The spectacular explosion of the WTC towers was not simply a symbolic act (in the sense of an act whose aim is to 'deliver a message'): it was primarily an explosion of lethal jouissance, a perverse act of making oneself an instrument of the big Other's jouissance. Yes, the culture of the attackers is a morbid culture of death, the attitude which finds the climactic fulfilment of one's own life in violent death. The problem is not what the 'insane fanatics' are doing, but what the 'rational strategists' behind them are doing. There is much more ethical insanity in a military strategist planning and executing large-scale bombing operations than in an individual blowing himself up in the process of attacking the enemy. Yes, the ultimate aim of the attacks was not some hidden or obvious ideological agenda, but - precisely in the Hegelian sense of the term - to (re)introduce the dimension of absolute negativity into our daily lives: to shatter the insulated daily course of the lives of us, true Nietzschean Last Men. Long ago, Novalis made the perspicuous observation that what an evil man hates is not the good - he hates evil excessively (the world which he considers evil), and therefore tries to hurt and destroy it as much as possible - this is what is wrong with the 'terrorists'. Sacrilegious as it may appear, the WTC attacks do share something with Antigone's act: they both undermine the 'servicing of goods', the reign of the pleasure-reality principle. The 'dialectical' thing to do here, however, is not to include these acts in some wider narrative of the.Progress of Reason or Humanity, which somehow, if it does not redeem them, at least makes them part of an all-encompassing wider consistent narrative, 'sublates' them in a 'higher' stage of development (the naive notion of Hegelianism), but to make us question our own innocence, to render thematic our own (fantasmatic libidinal) investment and engagement in them.

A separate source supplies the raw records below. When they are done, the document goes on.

PR #607, opened 2026-07-31
Run every review lens at a single detection sample

hwisoo-kim:
## Summary

The review panel exhausts a session limit on large PRs. On **#605** (L-size) the panel cost **~$14 / 428 turns / 73 min for a single round**, its verifier sessions hit session-limit **429s (6 of 10 errored → findings unfiltered)**, the docs lens blew its turn ceiling, and the loop **paged** (`agent:blocked`).

The per-lens **token attribution** (shipped in #603) pinpointed the sink — **detection, not the verifier**:

```
Detection vs verifier: $11.60 vs $2.74
correctness  $3.81 · ~690K   |  blast-radius $2.97 · ~609K  |  design-fit $2.29 · ~490K
```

So rather than remain stuck in debilitating awe in front of Absolute Evil, the awe which stops us from thinking about what is going on, we should remember that there are two fundamental ways of reacting to such traumatic events, which cause unbearable anxiety: the way of the superego and the way of the act. The way of the superego is precisely that of the sacrifice to the obscure gods of which Lacan speaks: the reassertion of the barbaric violence of the savage obscene law in order to fill in the gap of the failing symbolic law. And the act? One of the heroes of the Shoah for me is a famous Jewish ballerina who, as a gesture of special humiliation, was asked by the camp officers to dance for them. Instead of refusing, she did it, and while she held their attention, she quickly grabbed the machine-gun from one of the distracted guards and, before being shot down herself, succeeded in killing more than a dozen officers....Was not her act comparable to that of the passengers on the flight which crashed in Pennsylvania who, knowing that they would die, forced their way into the cockpit and crashed the plane, saving hundreds of others' lives?"

Slavoj Zizek, Welcome to the Desert of the Real.